[Data items]
PR #697, opened 2022-11-02
Setup SwiftLint to run locally

mokagio:
Adds SwiftLint to the project, integrates it within Xcode as a build phase, and addresses existing violations.

If you checkout the project locally and build, you should see no warnings.

_CI integration will come later on. Weighing whether to setup Danger or a step that only runs SwiftLint._

---


WordPressAuthenticator/Unified Auth/View Related/Password/PasswordViewController.swift
```diff
@@ -145,7 +145,9 @@ class PasswordViewController: LoginViewController {
             // is the actual error string. So check for "password" in the error string, and show the custom
             // error message. Otherwise, show the actual response error.
             var displayMessage: String {
+                // swiftlint:disable localization_comment
                 if nsError.localizedDescription.contains(NSLocalizedString("password", comment: "")) {
+                // swiftlint:enable localization_comment
```
mokagio, line 150: I didn't see the point in adding a comment explaining the intricate implementation details of why this localized string exists. It wouldn't be useful to translators.

I think we can all agree that error checking based on grepping a string is suboptimal but addressing it is out of scope for this PR.

WordPressAuthenticator/Signin/LoginWPComViewController.swift
```diff
@@ -142,7 +142,10 @@ class LoginWPComViewController: LoginViewController, NUXKeyboardResponder {
                 return NSLocalizedString("To proceed with this Google account, please first log in with your WordPress.com password. This will only be asked once.", comment: "")
             }
 
-            return NSLocalizedString("Please enter the password for your WordPress.com account to log in with your Apple ID.", comment: "")
+            return NSLocalizedString(
+                "Please enter the password for your WordPress.com account to log in with your Apple ID.",
+                comment: "Instructional text shown when requesting the user's password for a login initiated via Sign In with Apple"
```
mokagio, line 147: Thank you SwiftLint for picking this up 😄 

I did my best to add a comment consistent with the other ones in the file.

Podfile
```diff
@@ -49,17 +49,29 @@ target 'WordPressAuthenticatorTests' do
...
 
-  post_install do |installer|
-    # Let Pods targets inherit deployment target from the app
-    # This solution is suggested here: https://github.com/CocoaPods/CocoaPods/issues/4859
-    # =====================================
-    #
-    installer.pods_project.targets.each do |target|
-      target.build_configurations.each do |configuration|
-        pod_ios_deployment_target = Gem::Version.new(configuration.build_settings['IPHONEOS_DEPLOYMENT_TARGET'])
-        configuration.build_settings.delete 'IPHONEOS_DEPLOYMENT_TARGET' if pod_ios_deployment_target <= ios_deployment_target
```
mokagio, line 61: The indentation change here is because I extracted the hook to the global context (I guess you could call it that? _Outside of the `target` block where it was before_).

Makefile
```diff
@@ -0,0 +1,14 @@
...
+# and with system Ruby where Bundler and Fastlane may or may not be available.
+# `make` on the other hand, is always available, therefore `make lint` can be
+# reliably called from both the user's terminal, Xcode, and CI.
+SWIFTLINT=./Pods/SwiftLint/swiftlint
+
+lint:
+	$(SWIFTLINT) lint --quiet
+
+format:
+	$(SWIFTLINT) lint --autocorrect --quiet
```
mokagio, line 14: The approach presented here might be a bit controversial, but is working well for the Pocket Casts iOS devs.

I don't like the overhead of having `Makefile` and `Fastfile` but has one positive aspect. Our long term vision is to remove the need to deal with Ruby for feature devs, but they might still need to run CLI tasks such as these and `make` is an excellent solution for that. Introducing `make` now could pave the way for leaning more into it in the future.

Podfile
```diff
@@ -49,17 +49,29 @@ target 'WordPressAuthenticatorTests' do
...
-      end
+      # This addresses Xcode 12, 13, and 14 showing an "Update to recommended
+      # settings" warning on the Pods project.
+      #
+      # See:
+      #
+      # - https://github.com/CocoaPods/CocoaPods/issues/10189
+      # - https://github.com/CocoaPods/CocoaPods/issues/11553
+      configuration.build_settings.delete 'ARCHS'
+      configuration.build_settings['DEAD_CODE_STRIPPING'] = 'YES'
```
mokagio, line 75: This is the warning I'm referring to, you would have seen it many times in our various apps:

image

Podfile
```diff
@@ -49,17 +49,29 @@ target 'WordPressAuthenticatorTests' do
   pod 'OCMock', '~> 3.4'
   pod 'Expecta', '1.0.6'
   pod 'Specta', '1.0.7'
+end
+
+abstract_target 'CI' do
+  pod 'SwiftLint', '~> 0.49'
+end
```
crazytonyli, line 57: Hmm, what is this black magic? Would adding this abstract target alone make cocoapods to install SwiftLint during CI checks?

crazytonyli: Just tried `pod install` locally. So, what this abstract target does is installing a SwiftLint pod but no using it in any targets, isn't it?

> [!] The abstract target CI is not inherited by a concrete target, so the following dependencies won't make it into any targets in your project:
    - SwiftLint (~> 0.49)

crazytonyli (approved):

Podfile
mokagio: > So, what this abstract target does is installing a SwiftLint pod but no using it in any targets, isn't it?

Oh! I see now that calling the target "CI" might be a bit confusing, in particular when I wrote in the PR description that this doesn't interact with CI 🤦‍♂️ 

> what this abstract target does is installing a SwiftLint pod but no using it in any targets, isn't it?

Yes. It's a bit of a misuses of [`abstract_target`](https://guides.cocoapods.org/syntax/podfile.html#abstract_target) which is meant for "convenient target dependency inheritance", but it does the job of downloading the binary at the specified version without the need of explicitly adding it to any of the targets because we don't need it at run time, just as a tool during build time.

mokagio: I'll rename "CI" to "Tools", which might make this a bit clearer.

PR #698, opened 2022-11-03
Demo app walking skeleton

mokagio:
This PR introduces a [walking skeleton](https://wiki.c2.com/?WalkingSkeleton) implementation of the demo app. Its purpose is to have the demo app building both locally and in CI while importing the framework. I'll be fleshing it out later on properly integrating the framework.

I decided to use a dedicated project for the demo app to reduce the noise in the diff for the framework's project file. This is also consistent with what we'd do in an SPM setup, where the demo app would necessarily have its own project, given the package won't have one (other than the one that Xcode generates in `.swiftpm` if you open the folder containing the `Package.swift` file with it, but that's not tracked in Git).

Next steps:

- #702 
- Add Google Sign In to demo app with existing logic
- Use demo app to implement SDK-less Google Sign In

---


Demo/AuthenticatorDemo.xcodeproj/project.pbxproj
```diff
@@ -0,0 +1,361 @@
+// !$*UTF8*$!
```
mokagio, line 1: I decided to use a dedicated project instead of making the demo app a new target in the project where we define WordPressAuthenticator to avoid noise in that project file.

Demo/AuthenticatorDemo/ViewController.swift
```diff
@@ -0,0 +1,10 @@
+import UIKit
+import WordPressAuthenticator
+
+class ViewController: UIViewController {
+
+    override func viewDidLoad() {
+        super.viewDidLoad()
+        print("Error domain is \(WordPressAuthenticator.errorDomain)")
```
mokagio, line 8: Just a simple `print` of a value coming from the framework to make sure everything is wired up alright.

Podfile
```diff
@@ -51,6 +55,12 @@ target 'WordPressAuthenticatorTests' do
   pod 'Specta', '1.0.7'
 end
 
+target 'AuthenticatorDemo' do
+  project 'Demo/AuthenticatorDemo.xcodeproj'
+
+  pod 'WordPressAuthenticator', path: '.'
+end
+
```
mokagio, line 63: I'm not too sure about the quality of this CocoaPods-based setup. But, I'm also not keen in spending too much time on it in light of our current parallel effort to adopt to SPM.

From my point of view, this setup works and lets me work on the demo app without hassle. I think it'll serve us well till the time we'll migrate to SPM.

_Note:_ I did consider migrating to SPM before starting this, but decided against it because of the various dependencies. One of the goal that adding the demo app aims to help achieve is removing GoogleSingIn and I didn't want to spend extra time to figure out how to make it work with SPM only to then remove it.

crazytonyli (approved):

- TASK ITEM
Where the word "LoginWPComViewController" occurs in a line of the entries above, count that line, and reply with the total only.

- TASK SOLUTION
2